Tuesday 30 December 2014

2014 Self-finding Annual Awards

‘’He’s so excited, he’s like a coked-up Meerkat on an electric fence.’’

Thus spoke James Nesbitt (below), in character as Police Commissioner Richard Miller, from Channel 4’s dark, dark, realistic but dark comedy, Babylon, when presenting the First Prize in the 2014 SFYL Challenge - a unique pot, kindly sponsored by Armitage Shanks - to this year’s winner, Mr Stephen Captain Blain.

The awards were held at Travelodge Marston Moretaine, in front of a boisterous audience of between eight and nine people - who had mistakenly attended - and Stephen Northwood, a vagrant, who wandered in because he couldn’t remember where he’d left his bike.

Accepting the award, Mr Blain commented ‘’Thank you James, I am truly honoured to have beaten my less than prestigious... or should that be prodigious?...opposition this year, and picking up this award.’’

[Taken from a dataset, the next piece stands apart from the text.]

PR #4039, opened 2024-07-18
FillPatch for Face Data: Fix Geometry used in creating mask

WeiqunZhang:


cgilet (approved):
This fixes the issue. Thank you.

He continued, ‘’some time during early-April next year, I am planning to pay a gang of Albanians to track down my fellow competitors, kidnap them all, then strip them naked, nail their bollocks to a wall, and spin them round continuously – sort of like human Catherine Wheels, if you like - until Spring passage finishes in June. ‘’ That’ll put paid to any thoughts they have of bagging a spawny southern overshoot. The bastards’’

Amongst the audience of A-list and 1st-division birders, was Leonard Godiva Rasputin Heavens, Chief Executive Listmaster of the UK Flying Objects Association.  He declared ‘’Steve has been chiefly responsible for me having recorded 183 species in the English County of Bedfordshire during 2014, including Eurasian Western Pink-legged Reed Warbler, which has now been admitted to the UK400 Official List as a full species, after thorough consultation with my elite committee of easily-swayed and impressionable young birders who are desperate for new UK ticks and half-pints of snakebite.’’ ''Personally, all I found this year was a rather damp copy of Penthouse in a layby at Brogborough and a shivering, hyperthermic Andy Grimsey at Pegsdon Hills.''

Also present was Martin Palmer - veteran local birder and self-findist - who lives in a hobbit hole on the edge of Stewartby Lake. Trimming his beard with the sharpened offshoot from a nearby willow, he said ‘’I have known Steve since we was six, and he fully deserves the recognition we won’t be giving him.’’ He continued, ‘’but we’ll see how big his balls are when a tricky 2cy Baltic Gull turns up at dusk on a damp February evening from my veg patch.’’

Also present was José Mourinho, Honorary President of the Bedfordshire Self-finding Committee. He belicosed ‘’for me, Steve has demonstrated the qualities I like in my players: big character, big ambition, big list, big cahunas. He reminds me a bit of John Terry, but unlike JT, he possesses high-end optics and and an i-Phone and lacks John’s blood-soaked head bandage and extra-marital affairs. If he wants to up his game another notch and be considered one of the all-time greats, he will have to acquire a serious head injury and start knocking off at least one of his competitors’ wives during 2015.’’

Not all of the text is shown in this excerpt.